15.10.08

P.459: [ãtoniu loβu ãtune§]


Lembrei-me várias vezes dele o fim-de-semana passado, de crónicas de um seu livro lido há muitos anos. Falava de gente apanhada nos pequenos, repugnantes, ridículos detalhes das suas figuras e situações, captados por um olhar inclemente que, à vista desarmada, não parece ser o do autor, mas ali – e tantas outras vezes – se revela assim. Era o montículo de caspa sobre o ombro, o pedaço de comida entalado nos dentes, a melena besunçosa roçando-nos o rosto no beijo de cumprimento, o cheiro sovacal que nos apanha na passagem, o ponto negro pontuando o queixo luzente, pêlos abundantes ou, pelo contrário, rarefeitos, jovialidades parvas, efusividades desmedidas, apertos de mão amolecidos… Ou se não era isto, eram coisas de idêntico calibre, humanas misérias, enfim.
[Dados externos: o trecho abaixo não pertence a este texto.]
PR #450, opened 2026-08-06
Fix/openpost report global padding

sawaneh1:

## Summary by CodeRabbit

* **Bug Fixes**
  * Improved open-post report display and layout consistency.
  * Fixed report behavior when open posts are hidden, preventing malformed page markup.
  * Preserved view, pagination, and PBS settings when navigating or submitting reports.
  * Improved table alignment, column sizing, scrolling, and pagination controls.
* **Performance**
  * Simplified report loading by removing the intermediate loading frame.


LuiHedlund02:
Deferred open-post report change; resume after #620 and rebase the overlapping report code. Marked `udskudt` so the new stale workflow cannot close deliberately deferred work. No reviewer request is being added while parked.

ZaynSaul (changes requested):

E, na altura, pensei na tristeza e solidão de quem assim perscrutava um mundo circundante de companhia tão lamentavelmente feio!
Mas talvez seja, afinal, mais uma questão da responsabilidade do tempo, esta do atentar sem remédio nos pequenos, repugnantes, ridículos detalhes das figuras e situações. Vem-me acontecendo agora. No sábado, dia de “evento” cultural, com alimento para o cérebro e para o estômago, sofri quase até ao vómito essa visão radiográfica da companhia circundante, entre petulâncias e alarvidades, fugindo quanto pude tanto a perdigotos de comensais como a snobismos de intelecto… E sou eu agora que me lamento por assim escrutinar um universo triste de pequenas misérias humanas.
Lembrei-me de António Lobo Antunes.

3 Comments:

Blogger aDesenhar said...

É bom pararmos de vez em quando
para olharmos o mundo que nos rodeia,
não de uma forma virtual,
mas real.
a vida é feita de pequenos nadas.
:-)
bj virtual(limpo)

outubro 22, 2008 2:05 da manhã  
Blogger Irene Ermida said...

E assim é o ser humano. Cultura não significa propriamente elevação intelectual ou boa educação.
Excelente, esta crónica!

outubro 26, 2008 10:44 da tarde  
Blogger APC said...

Eu lembro-me tanto dele!... E olha que o não leio nem escuto todos os dias, como é de calcular. Todavia, por entre o que dele passa e o que em mim se filtra, há sempre qualquer coisa que fica e que teima em aparecer à memória. Neste momento, é qualquer coisa que me importa e me comove. É curioso, né?